Im folgenden Vortrag berichtete Ismet Ofčina, Direktor der der National- und Universitätsbibliothek Bosnien und Herzegovina in Sarajevo, Bosnien und Herzegovina, von der Zerstörung der Bibliothek im historischen Gebäude Vijećnica in den Jahren des Kriegs 1992-1995. Ein Video auf dem Portal YouTube zeige die Bibliothek Vijećnica in Flammen (Gradska Vijećnica u plamenu).[3] [In der Zeit der Belagerung Sarajevos im Bosnienkrieg wurde die Bibliothek in der Nacht vom 25. auf den 26. August 1992 durch Beschuss serbischer Belagerer schwer beschädigt.] Mehr als 2 Millionen Bücher, Manuskripte, Karten, Mikrofilme, Schallplatten und andere Dokumente seien verbrannt. Insgesamt seien nur 17.700 Manuskripte und Rara der Bibliothek gerettet worden.

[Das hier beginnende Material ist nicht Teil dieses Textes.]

PR #164, opened 2022-04-29
wait for pod to be deleted to complete the drain

edcdavid:
Added code to wait for the pods to be completely deleted during the pod recreation node drain. Otherwise the deployment/statefulset api will not pickup the that the pods have been deleted.
Used mutithreaded approach to speed up deletion

### DIFF
--- a/cnf-certification-test/lifecycle/podrecreation/podrecreation.go
+++ b/cnf-certification-test/lifecycle/podrecreation/podrecreation.go
@@ -39,6 +39,9 @@ const (
 	DefaultGracePeriodInSeconds = 30
 	Cordon                      = "cordon"
 	Uncordon                    = "uncordon"
+	DeleteBackground            = "deleteBackground"
+	DeleteForeground            = "deleteForeground"
+	NoDelete                    = "noDelete"
 )
 
 func CordonHelper(name, operation string) error {
@@ -68,7 +71,7 @@ func CordonHelper(name, operation string) error {
 	return retryErr
 }
 
-func CountPodsWithDelete(nodeName string, isDelete, waitForDeletion bool) (count int, err error) {
+func CountPodsWithDelete(nodeName, mode string) (count int, err error) {
 	clients := clientsholder.GetClientsHolder()
 	pods, err := clients.K8sClient.CoreV1().Pods("").List(context.TODO(), metav1.ListOptions{
 		FieldSelector: "spec.nodeName=" + nodeName, LabelSelector: "pod-template-hash",
@@ -84,10 +87,10 @@ func CountPodsWithDelete(nodeName string, isDelete, waitForDeletion bool) (count
 			continue
 		}
 		count++
-		if !isDelete {
+		if mode == NoDelete {
 			continue
 		}
-		err := deletePod(&pods.Items[idx], waitForDeletion, &wg)
+		err := deletePod(&pods.Items[idx], mode, &wg)
 		if err != nil {
 			logrus.Errorf("error deleting %s", &pods.Items[idx])
 		}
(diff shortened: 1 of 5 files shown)


cnf-certification-test/lifecycle/podrecreation/podrecreation.go
```diff
@@ -75,33 +78,89 @@ func CountPodsWithDelete(nodeName string, isDelete bool) (count int, err error)
...
+		return err
+	}
+	if !waitForDeletion {
+		return nil
+	}
+	wg.Add(1)
+	podName := pod.Name
+	namespace := pod.Namespace
+	go func() {
+		time.Sleep(1 * time.Second)
```
greyerof, line 127: Why is this sleep needed here?

cnf-certification-test/lifecycle/podrecreation/podrecreation.go
```diff
@@ -75,33 +78,89 @@ func CountPodsWithDelete(nodeName string, isDelete bool) (count int, err error)
...
+		FieldSelector: "metadata.name=" + podName + ",metadata.namespace=" + ns,
+	})
+	defer watcher.Stop()
+	if err != nil {
+		return fmt.Errorf("waitPodDeleted ns=%s pod=%s, err=%s", ns, podName, err)
+	}
+	for {
+		select {
+		case event := <-watcher.ResultChan():
+			if event.Type == watch.Deleted || event.Type == "" {
```
greyerof, line 157: I like this new way to detect the deleted pods but... what if the cluster managed to re-deploy the pod so fast that this watcher is linked to the newly created pod instead of the old one? In that case, you will never receive the "Deleted" event, right? I think we should create the watcher before deleting the pod in the `deletePod()` function and pass it to this `waitPodDeleted` function.

cnf-certification-test/lifecycle/podrecreation/podrecreation.go
```diff
@@ -75,33 +78,89 @@ func CountPodsWithDelete(nodeName string, isDelete bool) (count int, err error)
...
+		}
+	}
+	return false
+}
+
+func deletePod(pod *v1.Pod, waitForDeletion bool, wg *sync.WaitGroup) error {
+	clients := clientsholder.GetClientsHolder()
+	logrus.Tracef("deleting %s", pod.String())
+	deleteOptions := metav1.DeleteOptions{}
+	gracePeriodSeconds := int64(DefaultGracePeriodInSeconds + time.Duration(*pod.Spec.TerminationGracePeriodSeconds))
```
greyerof, line 112: Maybe I missed this one from previous reviews but, why are you adding this DefaultGracePeriodInSeconds to the  pod's one? I believe doing this should be enough:
```
gracePeriodSeconds := time.Seconds * time.Duration(*pod.Spec.TerminationGracePeriodSeconds)
```

greyerof (commented):
I love this solution using k8s' watchers, good job :)

cnf-certification-test/lifecycle/suite.go
```diff
@@ -335,13 +335,13 @@ func testPodsRecreation(env *provider.TestEnvironment) { //nolint:funlen
...
 		logrus.Debugf("node: %s cordoned", n)
-		count, err := podrecreation.CountPodsWithDelete(n, false)
+		count, err := podrecreation.CountPodsWithDelete(n, false, true)
 		if err != nil {
 			ginkgo.Fail(fmt.Sprintf("Getting pods list to drain in node %s failed with err: %s. Test inconclusive.", n, err))
 		}
 		nodeTimeout := timeoutPodSetReady + timeoutPodRecreationPerPod*time.Duration(count)
 		logrus.Debugf("draining node: %s with timeout: %s", n, nodeTimeout.String())
-		_, err = podrecreation.CountPodsWithDelete(n, true)
+		_, err = podrecreation.CountPodsWithDelete(n, true, true)
```
jmontesi, line 344: Same here

cnf-certification-test/lifecycle/podrecreation/podrecreation.go
edcdavid: nope, it was from previous testing. Removed

cnf-certification-test/lifecycle/podrecreation/podrecreation.go
edcdavid: fixed. Actually I did it like this before while testing but I thought it was not needed. I think it makes sense. Fixed it.

cnf-certification-test/lifecycle/suite.go
```diff
@@ -335,13 +335,13 @@ func testPodsRecreation(env *provider.TestEnvironment) { //nolint:funlen
 		}
 		ginkgo.By(fmt.Sprintf("Draining and Cordoning node %s: ", n))
 		logrus.Debugf("node: %s cordoned", n)
-		count, err := podrecreation.CountPodsWithDelete(n, false)
+		count, err := podrecreation.CountPodsWithDelete(n, false, true)
```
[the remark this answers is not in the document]
edcdavid: fixed

cnf-certification-test/lifecycle/suite.go
edcdavid: fixed

sebrandon1 (approved):

cnf-certification-test/lifecycle/podrecreation/podrecreation.go
greyerof: I still see the sleep here :o

cnf-certification-test/lifecycle/podrecreation/podrecreation.go
```diff
@@ -65,7 +71,7 @@ func CordonHelper(name, operation string) error {
 	return retryErr
 }
 
-func CountPodsWithDelete(nodeName string, isDelete bool) (count int, err error) {
+func CountPodsWithDelete(nodeName, mode string) (count int, err error) {
```
greyerof, line 74: I believe this function is doing too many things, which ends up with a bit convoluted code and some code for UT only (DeleteBackground mode). I suggest breaking it down into two different but simpler functions to be called separately in the test case:
```
GetPodsToDeleteFromNode(node string) ([]*v1.Pods, error)
DeletePods([]v1.Pods, watchForDeletion bool) error
```
As this is just a refactor suggestion, this could be done in further PRs, though.

greyerof (approved):

cnf-certification-test/lifecycle/podrecreation/podrecreation.go
edcdavid: ok will refactor this in another PR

Ab 1996 habe die Rekonstruktion des Gebäudes begonnen, inzwischen wieder errichtet, warte die Bibliothek noch immer darauf, in das von Behörden beanspruchte Gebäude einziehen zu können.
Zum Abschluss berichtete Tom van Vlimmeren von den Aktivitäten von EBLIDA (European Bureau of Library, Information and Documentation Associations). EBLIDA hatte als Protest gegen den Angriffskrieg der Russischen Föderation bereits am ersten Tag des Kriegs am 24.02.2022 die Pressemeldung The Russian Federation barbaric attack against Ukraine – Joint European Declaration veröffentlicht.
In der anschließenden Fragerunde kritisierten Kolleginnen und Kollegen aus Polen und der Ukraine den Sprachgebrauch der IFLA in offiziellen Stellungnahmen, die in ihren Statements zur Ukraine von einer „Krise in der Ukraine“ spreche, den Begriff „Krieg“ vermeide und den Aggressor nicht benenne. Die IFLA folge mit dem Sprachgebrauch der Russländischen Propaganda. Die von diktatorischen Regimes verbreitete Desinformation im Krieg sei sehr wirkmächtig, daher käme es auf Formulierungen an („words matter“). In der Zeit der Präsidentschaft Donna Scheeders im Jahr 2015 habe die IFLA mit Hinweis auf die UN-Menschenrechtserklärung entschieden gegen die Angriffe auf die Bibliothek für Ukrainische Literatur in Moskau und die Inhaftierung der Bibliotheksdirektorin protestiert. In 2022 hätten die Stellungnahmen der IFLA Anlass zur Frage gegeben, ob die IFLA ihren eigenen ethischen Richtlinien entsprechend handle. Eine Diskussion konnte aus Zeitgründen nicht mehr stattfinden.
Tetyana Batanova von der nach V.I. Vernadskyj benannten Nationalbibliothek der Ukraine, der größten Bibliothek der Ukraine, informierte auf dem WLIC2022 mit dem Poster Bibliotheken in der Zeit des Kriegs in der Ukraine 2014 bis 2022 über die Situation der Bibliotheken in der Ukraine.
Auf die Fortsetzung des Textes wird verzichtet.